Koq bisa ya, Kalimantan Timur yang kaya minyak bisa terjadi kelangkaan BBM? Sementara di Jawa yang minim sumber minyak bisa tetap lancar jaya pasokan BBM-nya? Ya, kenyataannya memang demikian koq! Dan orang-orang semacam saya, masyarakat awam ini kan bisanya cuma berkeluh-kesah.
Masyarakat kan tahunya stok harus selalu ada dan tidak boleh dibeda-bedakan antara wilayah Jawa dan luar Jawa. Titik! Nah, ini yang tentu saja membuat pemerintah, dalam hal ini Pertamina kewalahan memenuhi ketersediaan BBM di seluruh wilayah tanah air, tak terkecuali di pelosok sekali pun! Bagaimana Pertamina tak kewalahan mengingat kondisi geografis negara tercinta ini?
Berpegang pada UU No.8 Tahun 1971 tentang Perusahaan Pertambangan Minyak dan Gas Bumi Negara, Pertamina memang satu-satunya "pemain" yang mendistribusikan BBM ke seluruh wilayah NKRI. Baru pada saat berlakunya UU No.22 Tahun 2001, ketika pasar telah dibuka seluas-luasnya, perusahaan-perusahaan swasta nasional pun mulai tumbuh dan berkembang cukup pesat.

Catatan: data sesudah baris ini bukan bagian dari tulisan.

PR #2214, opened 2021-12-20
Reduce cache usage by being less specific on key

olafleur-godaddy:
### Description
Cache was generated (and taking more space) each time a new branch was created, even if the dependencies were the same. By removing the branch from the key identifier, new cache will be generated only when the dependencies change.


olafleur:
Merging, as it has been validated by the CircleCI staff.

EvanHerman:
Good call, makes sense!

Setidaknya ada sekitar 200 badan usaha swasta nasional yang bergerak di sektor hilir migas ini. Hanya saja tidak semua perusahaan swasta itu berkembang seperti seharusnya. Hal ini lebih disebabkan oleh rantai distribusi yang rumit. Boleh dibilang distribusi migas di Indonesia adalah yang terumit di dunia. Mengapa?Â
Seperti kita ketahui, Indonesia adalah negara kepulauan yang terdiri dari sekitar 17.500 pulau yang terbentang dari Sabang sampai Merauke dan 2.342 diantaranya merupakan pulau berpenghuni. Bayangkan saja bagaimana rumitnya harus mendistribusikan BBM ke pulau-pulau yang dipisahkan lautan luas. Untuk menjelajah satu pulau ke pulau lainnya, Pertamina harus mengarungi lautan luas itu. Kondisi alam yang menantang dan kadang tak bersahabat merupakan salah satu kendala utamanya.Â
Selain itu masih banyak daerah-daerah di Indonesia ini yang belum memiliki lembaga penyalur seperti SPBU, APMS (Agen Premium dan Minyak Solar), dan SPDN (Solar Packed Dealer Nelayan). Dan untuk membangun itu, badan usaha yang bersangkutan harus kuat dari berbagai segi baik itu finasialnya, SDM-nya, maupun teknologinya.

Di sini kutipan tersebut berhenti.